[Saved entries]
════

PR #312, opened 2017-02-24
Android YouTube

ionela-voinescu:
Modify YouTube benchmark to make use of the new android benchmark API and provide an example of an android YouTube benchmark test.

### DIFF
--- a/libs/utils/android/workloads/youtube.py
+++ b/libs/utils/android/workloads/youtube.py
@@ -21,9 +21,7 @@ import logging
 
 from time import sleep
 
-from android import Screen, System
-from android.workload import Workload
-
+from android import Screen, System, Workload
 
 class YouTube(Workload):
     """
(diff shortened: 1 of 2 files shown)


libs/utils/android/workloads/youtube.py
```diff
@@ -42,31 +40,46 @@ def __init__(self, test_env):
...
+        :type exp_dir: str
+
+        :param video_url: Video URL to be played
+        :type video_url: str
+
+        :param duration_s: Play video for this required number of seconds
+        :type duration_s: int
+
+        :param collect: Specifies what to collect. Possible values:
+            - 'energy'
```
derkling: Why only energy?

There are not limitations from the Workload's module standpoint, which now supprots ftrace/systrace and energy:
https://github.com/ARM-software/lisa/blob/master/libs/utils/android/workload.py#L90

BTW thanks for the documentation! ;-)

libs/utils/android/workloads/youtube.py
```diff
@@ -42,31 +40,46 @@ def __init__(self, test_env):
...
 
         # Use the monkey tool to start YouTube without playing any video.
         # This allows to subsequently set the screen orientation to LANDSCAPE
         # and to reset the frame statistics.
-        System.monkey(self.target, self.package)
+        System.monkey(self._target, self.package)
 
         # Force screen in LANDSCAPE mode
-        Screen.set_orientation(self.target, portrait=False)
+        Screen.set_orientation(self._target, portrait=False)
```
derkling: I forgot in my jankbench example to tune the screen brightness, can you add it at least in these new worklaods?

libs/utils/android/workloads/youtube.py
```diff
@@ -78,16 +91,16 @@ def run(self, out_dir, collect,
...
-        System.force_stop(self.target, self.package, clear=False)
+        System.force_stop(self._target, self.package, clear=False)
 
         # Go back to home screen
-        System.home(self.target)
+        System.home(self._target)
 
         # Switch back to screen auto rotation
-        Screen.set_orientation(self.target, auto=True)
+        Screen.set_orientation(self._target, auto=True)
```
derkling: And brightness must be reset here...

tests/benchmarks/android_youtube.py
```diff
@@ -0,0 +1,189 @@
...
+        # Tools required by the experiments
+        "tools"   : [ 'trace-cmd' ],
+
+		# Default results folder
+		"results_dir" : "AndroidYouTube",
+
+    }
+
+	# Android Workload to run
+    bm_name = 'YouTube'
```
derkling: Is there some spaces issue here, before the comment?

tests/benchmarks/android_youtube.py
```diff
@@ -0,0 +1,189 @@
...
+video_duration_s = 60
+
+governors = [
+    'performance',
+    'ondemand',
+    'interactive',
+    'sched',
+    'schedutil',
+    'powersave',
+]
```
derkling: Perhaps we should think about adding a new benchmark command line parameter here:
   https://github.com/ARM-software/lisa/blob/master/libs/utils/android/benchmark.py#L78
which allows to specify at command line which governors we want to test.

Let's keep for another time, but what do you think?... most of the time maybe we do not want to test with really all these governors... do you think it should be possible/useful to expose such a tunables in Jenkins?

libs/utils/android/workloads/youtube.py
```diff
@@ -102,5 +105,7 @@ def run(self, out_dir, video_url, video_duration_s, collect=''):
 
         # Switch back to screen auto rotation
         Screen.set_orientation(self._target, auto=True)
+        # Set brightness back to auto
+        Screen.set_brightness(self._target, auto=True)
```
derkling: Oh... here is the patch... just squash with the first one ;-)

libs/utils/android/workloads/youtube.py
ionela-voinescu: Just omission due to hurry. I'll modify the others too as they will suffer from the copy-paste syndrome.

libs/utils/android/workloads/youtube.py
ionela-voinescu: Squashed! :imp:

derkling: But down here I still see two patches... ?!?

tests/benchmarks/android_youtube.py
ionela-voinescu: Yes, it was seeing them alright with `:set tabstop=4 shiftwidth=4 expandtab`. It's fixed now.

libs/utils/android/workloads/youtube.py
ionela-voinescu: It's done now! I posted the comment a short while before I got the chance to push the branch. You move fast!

════

**Problem description:** Take every line above that includes "example" and list it.

**Task output:**
Modify YouTube benchmark to make use of the new android benchmark API and provide an example of an android YouTube benchmark test.
derkling: I forgot in my jankbench example to tune the screen brightness, can you add it at least in these new worklaods?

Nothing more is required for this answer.